Once free of the dark wood she felt her body hunch forward, the contents of her stomach emptied onto the courtyard ground. She didn't want to believe her own mind, she did not. She wanted to think her thoughts were tainted by the vile lies of her husband but not once had he spoken ill of Joffrey in such a way. In fact, Robb had done very little to speak against her family in some time, and so she felt that her thoughts were her own. Were the Gods punishing her? Or was the loss of her child caused by the very man she believed to father her babe?
"Johanna, I did not mean to make you ill," her husband's voice was soft and gentle as it reached her ears over her own retching. "Here, let me take you back to our chambers," he reached for her but she shrank away.
Oh by the Seven she had laid with her brother, and she had slept away from her husband. She had done nothing to deserve the kindness of the man who had reached for her, who held a secret he knew could destroy her.
"You think my family had something to do with the loss of our child?" She asked meekly, standing up straight once her stomach was empty.
He looked at her with a stern face, but she could see the way the doubts he had changed his face. He had aged slightly in the months since her return, and she knew it must have been the cause. It pained her to know he had to keep such a thing because she had acted like a petulant child all those moons ago.
"I do not know if your family knew of their actions, but the guards admitted to me that they had done as we suspected."
"I want to speak with them," she spoke with a coldness she did not even know she had, "alone." Gone was the warmth that her voice naturally held, never had she felt so frozen.
"Love, I do not believe that is a good idea," he warned.
"I do not care, Robb," she spoke sternly, her eyes fixed on his. "I wish to speak with them, and I shall.

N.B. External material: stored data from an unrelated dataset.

PR #40, opened 2021-09-09
HW-15 Revamp device and timeseries endpoints

sgrimm:
Replace the old rhizo-server-style timeseries and device configuration API with
a new one that has the functionality the device manager is going to need when
it starts talking directly to terraware-server.

### DIFF
--- a/src/main/kotlin/com/terraformation/backend/customer/db/FacilityStore.kt
+++ b/src/main/kotlin/com/terraformation/backend/customer/db/FacilityStore.kt
@@ -22,22 +22,14 @@ class FacilityStore(private val facilitiesDao: FacilitiesDao) {
     }
   }
 
-  fun fetchById(ids: Collection<FacilityId>): List<FacilityModel> {
-    val user = currentUser()
-    val availableIds = ids.filter { user.canReadFacility(it) }.toTypedArray()
-
+  /** Returns a list of all the facilities the current user can access. */
+  fun fetchAll(): List<FacilityModel> {
+    val availableIds = currentUser().facilityRoles.keys.toTypedArray()
     return if (availableIds.isEmpty()) {
       emptyList()
     } else {
       facilitiesDao.fetchById(*availableIds).map { it.toModel() }
     }
-  }
-
-  /** Returns a list of all the facilities the current user can access. */
-  fun fetchAll(): List<FacilityModel> {
-    val user = currentUser()
-    val facilityIds = user.facilityRoles.keys
-    return fetchById(facilityIds)
   }
 
   /** Returns all the facilities the current user can access at a site. */


sgrimm:
@kallen07 Sorry for another PR you don't have much context on! These changes are all related to the device manager being able to record metrics (timeseries values) from various pieces of hardware.

Given that this is still kind of an initial version that may need to be tweaked once the device manager is actually using it, a reasonable review strategy for this would be just to see if anything sticks out to you as obviously wrong or questionable.

src/main/kotlin/com/terraformation/backend/customer/db/FacilityStore.kt
```diff
@@ -14,8 +14,23 @@ import org.springframework.security.access.AccessDeniedException
...
+    return if (!currentUser().canReadFacility(facilityId)) {
+      null
+    } else {
+      facilitiesDao.fetchOneById(facilityId)?.toModel()
+    }
+  }
+
   fun fetchById(ids: Collection<FacilityId>): List<FacilityModel> {
-    return facilitiesDao.fetchById(*ids.toTypedArray()).map { it.toModel() }
+    val user = currentUser()
```
kallen07: Do we maybe want to rename this second function to make it clearer that it takes/returns a list? How come you decided to overload the function above?

src/main/kotlin/com/terraformation/backend/device/api/TimeseriesController.kt
```diff
@@ -1,86 +1,158 @@
...
+          typeId = type,
+          units = units,
+      )
+}
+
+data class TimeseriesValuesPayload(
+    @Schema(description = "ID of device that produced this value.") val deviceId: DeviceId,
+    @Schema(
+        description =
+            "Name of timeseries. This must be the name of a timeseries that has already been created for the device.")
```
kallen07, line 121: This is non urgent and also not super relevant to this diff, but it's a bit challenging to read the schema descriptions because of the way the code is formatted. It seems unnecessary to put all of this on three lines when it could fit into two, at least... this bothered me when I was writing schema descriptions as well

I am not a guest here; I am the Lady of Winterfell in your mother's absence. I am your wife, not a servant you can tell no to."
She watched a slight smirk twitch on her husband's face and she could not even begin to imagine what he was thinking. But in that moment she cared not, she needed answers. She had to knows he was wrong, she had to know her brother, her lover, had not killed her child. She could forgive Joffrey for a lot of things, murder being one, but not the death of her child. To her that was unforgivable, and if it was found true she would ruin the new King of the Seven Kingdoms.